◆ Task statement
Within the data that follows, tally every line containing "Pair". Provide only the tally.

◆ Supplied data
PR #8388, opened 2016-11-17
Fix bug on close in NeoStores

davidegrohmann:
If any store does not close cleanly but throws an exception, the
subsequents stores in store array are not gonna be closed.  This will
make the page cache to fail when shutdown due to still store files
mapped in it.  This change will make sure we attempt to close all the
stores even if exceptions are thrown.

### DIFF
--- a/community/kernel/src/test/java/org/neo4j/kernel/impl/store/NeoStoresTest.java
+++ b/community/kernel/src/test/java/org/neo4j/kernel/impl/store/NeoStoresTest.java
@@ -58,10 +58,12 @@ import org.neo4j.kernel.impl.api.RelationshipVisitor;
 import org.neo4j.kernel.impl.core.RelationshipTypeToken;
 import org.neo4j.kernel.impl.storageengine.impl.recordstorage.RecordStorageEngine;
 import org.neo4j.kernel.impl.store.MetaDataStore.Position;
+import org.neo4j.kernel.impl.store.counts.CountsTracker;
 import org.neo4j.kernel.impl.store.format.RecordFormatSelector;
 import org.neo4j.kernel.impl.store.format.standard.DynamicRecordFormat;
 import org.neo4j.kernel.impl.store.id.DefaultIdGeneratorFactory;
 import org.neo4j.kernel.impl.store.id.IdType;
+import org.neo4j.kernel.impl.store.kvstore.RotationTimeoutException;
 import org.neo4j.kernel.impl.store.record.PropertyBlock;
 import org.neo4j.kernel.impl.store.record.PropertyKeyTokenRecord;
 import org.neo4j.kernel.impl.store.record.PropertyRecord;
@@ -84,12 +86,15 @@ import org.neo4j.test.rule.PageCacheRule;
 import org.neo4j.test.rule.TestDirectory;
 import org.neo4j.test.rule.fs.EphemeralFileSystemRule;
 
+import static java.util.Collections.singletonMap;
 import static org.junit.Assert.assertArrayEquals;
 import static org.junit.Assert.assertEquals;
 import static org.junit.Assert.assertFalse;
 import static org.junit.Assert.assertNotEquals;
 import static org.junit.Assert.assertNotNull;
 import static org.junit.Assert.assertTrue;
+import static org.junit.Assert.fail;
+import static org.neo4j.graphdb.factory.GraphDatabaseSettings.counts_store_rotation_timeout;
 import static org.neo4j.helpers.collection.MapUtil.stringMap;
 import static org.neo4j.kernel.api.security.SecurityContext.AUTH_DISABLED;
 import static org.neo4j.kernel.impl.store.RecordStore.getRecord;
@@ -713,6 +718,46 @@ public class NeoStoresTest
             assertEquals( new TransactionId( 40, 4444, BASE_TX_COMMIT_TIMESTAMP ),
                     store.getLastCommittedTransaction() );
             assertArrayEquals( store.getLastClosedTransaction(), new long[]{40,0,LogHeader.LOG_HEADER_SIZE} );
+        }
+    }
+
+    @Test
+    public void shouldCloseAllTheStoreEvenIfExceptionsAreThrown() throws Exception
+    {
+        // given
+        FileSystemAbstraction fileSystem = fs.get();
+        Config defaults = Config.defaults().with( singletonMap( counts_store_rotation_timeout.name(), "10ms" ) );
+        StoreFactory factory =
+                new StoreFactory( storeDir, defaults, new DefaultIdGeneratorFactory( fileSystem ), pageCache,
+                        fileSystem, NullLogProvider.getInstance() );
+        NeoStores neoStore = factory.openAllNeoStores( true );
+
+        // let's hack the counts store so it fails to rotate and hence it fails to close as well...
+        final CountsTracker counts = neoStore.getCounts();
+        counts.start();
+        try
+        {
+            long nextTxId = neoStore.getMetaDataStore().getLastCommittedTransactionId() + 1;
+            counts.rotate( nextTxId );
+            fail( "should have thrown" );
+        }
+        catch ( RotationTimeoutException ex )
+        {
+            // expected
+        }
+
+        try
+        {
+            // when we close the stores...
+            neoStore.close();
+            fail( "should have thrown" );
+        }
+        catch ( IllegalStateException ex )
+        {
+            // then
+            assertEquals( "Cannot stop in state: rotating", ex.getMessage() );
+            // and the page cache closes with no errors
+            pageCache.close();
         }
     }
 
--- a/community/kernel/src/main/java/org/neo4j/helpers/Exceptions.java
+++ b/community/kernel/src/main/java/org/neo4j/helpers/Exceptions.java
@@ -19,19 +19,14 @@
  */
 package org.neo4j.helpers;
 
-import java.io.ByteArrayOutputStream;
-import java.io.PrintStream;
 import java.io.PrintWriter;
 import java.io.StringWriter;
-import java.io.UnsupportedEncodingException;
 import java.lang.Thread.State;
 import java.lang.reflect.Field;
 import java.lang.reflect.InvocationTargetException;
 import java.util.function.Predicate;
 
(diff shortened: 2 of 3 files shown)


community/kernel/src/test/java/org/neo4j/kernel/impl/store/NeoStoresTest.java
```diff
@@ -703,16 +705,54 @@ public void shouldNotSetHighestTransactionIdWhenNeeded() throws Throwable
...
+                        fileSystem, NullLogProvider.getInstance() );
+        NeoStores neoStore = factory.openAllNeoStores( true );
+
+        // let's hack the counts store so it fails to rotate and hence it fails to close as well...
+        final CountsTracker counts = neoStore.getCounts();
+        counts.start();
+        try
+        {
+            long nextTxId = neoStore.getMetaDataStore().getLastCommittedTransactionId() + 1;
+            counts.rotate( nextTxId );
```
tinwelint, line 741: should you have a `fail(...)` here?

tinwelint:
It's difficult to see the actual changes since 90% is checkstyle. For future commits, would it be possible to keep that separate?

community/kernel/src/test/java/org/neo4j/kernel/impl/store/NeoStoresTest.java
```diff
@@ -107,8 +112,8 @@
     private final NeoStoreDataSourceRule dsRule = new NeoStoreDataSourceRule();
 
     @Rule
-    public RuleChain ruleChain = RuleChain.outerRule( exception ).around( pageCacheRule )
-            .around( fs ).around( dir ).around( dsRule );
+    public RuleChain ruleChain =
+            RuleChain.outerRule( exception ).around( pageCacheRule ).around( fs ).around( dir ).around( dsRule );
```
chrisvest: I think the file system rule should be around the page cache rule, so we don't close the file system before we close the files.

community/kernel/src/test/java/org/neo4j/kernel/impl/store/NeoStoresTest.java
```diff
@@ -485,14 +485,17 @@ public void setVersion() throws Exception
...
-        assertEquals( 0, MetaDataStore.setRecord( pageCache, new File( storeDir,
-                MetaDataStore.DEFAULT_NAME ).getAbsoluteFile(), Position.LOG_VERSION, 10 ) );
-        assertEquals( 10, MetaDataStore.setRecord( pageCache, new File( storeDir,
-                MetaDataStore.DEFAULT_NAME ).getAbsoluteFile(), Position.LOG_VERSION, 12 ) );
+        assertEquals( 0, MetaDataStore
+                .setRecord( pageCache, new File( storeDir, MetaDataStore.DEFAULT_NAME ).getAbsoluteFile(),
+                        Position.LOG_VERSION, 10 ) );
+        assertEquals( 10, MetaDataStore
+                .setRecord( pageCache, new File( storeDir, MetaDataStore.DEFAULT_NAME ).getAbsoluteFile(),
+                        Position.LOG_VERSION, 12 ) );
```
chrisvest: Not a fan of breaking at the dot so far in. Can you break at the start of the parameter list instead?

community/kernel/src/test/java/org/neo4j/kernel/impl/store/NeoStoresTest.java
```diff
@@ -679,16 +681,16 @@ public void shouldSetHighestTransactionIdWhenNeeded() throws Throwable
         try ( NeoStores neoStore = factory.openAllNeoStores( true ) )
         {
             MetaDataStore store = neoStore.getMetaDataStore();
-            store.setLastCommittedAndClosedTransactionId( 40, 4444, BASE_TX_COMMIT_TIMESTAMP,
-                    LogHeader.LOG_HEADER_SIZE, 0 );
+            store.setLastCommittedAndClosedTransactionId( 40, 4444, BASE_TX_COMMIT_TIMESTAMP, LogHeader.LOG_HEADER_SIZE,
+                    0 );
```
chrisvest: For cases such as this, I'd also prefer breaking at the start of the parameter list, or introduce a static import for the constant.

community/kernel/src/test/java/org/neo4j/kernel/impl/store/NeoStoresTest.java
```diff
@@ -703,16 +705,54 @@ public void shouldNotSetHighestTransactionIdWhenNeeded() throws Throwable
...
+        }
+        catch ( RotationTimeoutException ex )
+        {
+            // expected
+        }
+
+        try
+        {
+            // when we close the stores...
+            neoStore.close();
```
chrisvest, line 752: You also need a fail here, since you'd skip the asserts and checks in the catch clause if close doesn't throw.

community/kernel/src/test/java/org/neo4j/kernel/impl/store/NeoStoresTest.java
```diff
@@ -880,7 +916,7 @@ private int validateAndCountRelationships( long node, long rel1, long rel2, int
     {
         int count = 0;
         try ( KernelStatement statement = (KernelStatement) tx.acquireStatement();
-              Cursor<NodeItem> nodeCursor = statement.getStoreStatement().acquireSingleNodeCursor( node ) )
+                Cursor<NodeItem> nodeCursor = statement.getStoreStatement().acquireSingleNodeCursor( node ) )
```
chrisvest: This extra indentation looks like a mistake. Resource declarations look better when they are aligned in a try-with-resources statement.

community/kernel/src/test/java/org/neo4j/kernel/impl/store/NeoStoresTest.java
```diff
@@ -911,15 +947,15 @@ else if ( rel == rel2 )
         return count;
     }
 
-    private PropertyReceiver<DefinedProperty> newPropertyReceiver( final ArrayMap<Integer,Pair<DefinedProperty,Long>> props )
+    private PropertyReceiver<DefinedProperty> newPropertyReceiver(
+            final ArrayMap<Integer,Pair<DefinedProperty,Long>> props )
     {
-        return ( property, propertyRecordId ) -> props.put( property.propertyKeyId(), Pair.of( property, propertyRecordId ) );
+        return ( property, propertyRecordId ) -> props
+                .put( property.propertyKeyId(), Pair.of( property, propertyRecordId ) );
```
chrisvest: Here I'd prefer to either break before `props`, or at the start of the parameter list.

community/kernel/src/test/java/org/neo4j/kernel/impl/store/NeoStoresTest.java
```diff
@@ -962,7 +995,7 @@ else if ( data.propertyKeyId() == prop3.propertyKeyId() )
         count = 0;
 
         try ( KernelStatement statement = (KernelStatement) tx.acquireStatement();
-              Cursor<NodeItem> nodeCursor = statement.getStoreStatement().acquireSingleNodeCursor( node ) )
+                Cursor<NodeItem> nodeCursor = statement.getStoreStatement().acquireSingleNodeCursor( node ) )
```
chrisvest: This one got indented as well.

community/kernel/src/test/java/org/neo4j/kernel/impl/store/NeoStoresTest.java
```diff
@@ -1260,16 +1275,15 @@ private void assertHasRelationships( long node )
     {
 
         try ( KernelStatement statement = (KernelStatement) tx.acquireStatement();
-              Cursor<NodeItem> nodeCursor = statement.getStoreStatement().acquireSingleNodeCursor( node ) )
+                Cursor<NodeItem> nodeCursor = statement.getStoreStatement().acquireSingleNodeCursor( node ) )
```
chrisvest: Another extra two-space indent.

community/kernel/src/test/java/org/neo4j/kernel/impl/store/NeoStoresTest.java
```diff
@@ -1379,7 +1386,7 @@ private void testGetRels( long[] relIds )
     private void deleteRelationships( long nodeId ) throws Exception
     {
         try ( KernelStatement statement = (KernelStatement) tx.acquireStatement();
-              Cursor<NodeItem> nodeCursor = statement.getStoreStatement().acquireSingleNodeCursor( nodeId ) )
+                Cursor<NodeItem> nodeCursor = statement.getStoreStatement().acquireSingleNodeCursor( nodeId ) )
```
chrisvest: And another one.

chrisvest (changes requested):
The fix itself looks good, but the test can be improved and I think some of the stylistic changes can be improved as well.

community/kernel/src/test/java/org/neo4j/kernel/impl/store/NeoStoresTest.java
davidegrohmann: we can add that

community/kernel/src/test/java/org/neo4j/kernel/impl/store/NeoStoresTest.java
davidegrohmann: that's only formatting

davidegrohmann:
@chrisvest @tinwelint I'll revert the formatting mess

community/kernel/src/test/java/org/neo4j/kernel/impl/store/NeoStoresTest.java
davidegrohmann: done

community/kernel/src/test/java/org/neo4j/kernel/impl/store/NeoStoresTest.java
davidegrohmann: done

davidegrohmann:
@chrisvest @tinwelint reverted the formatting changes, many comments were on code I didn't touch at all.

davidegrohmann:
@chrisvest @tinwelint any news on this PR?

chrisvest (approved):
Looks good.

◆ Solution to this task
4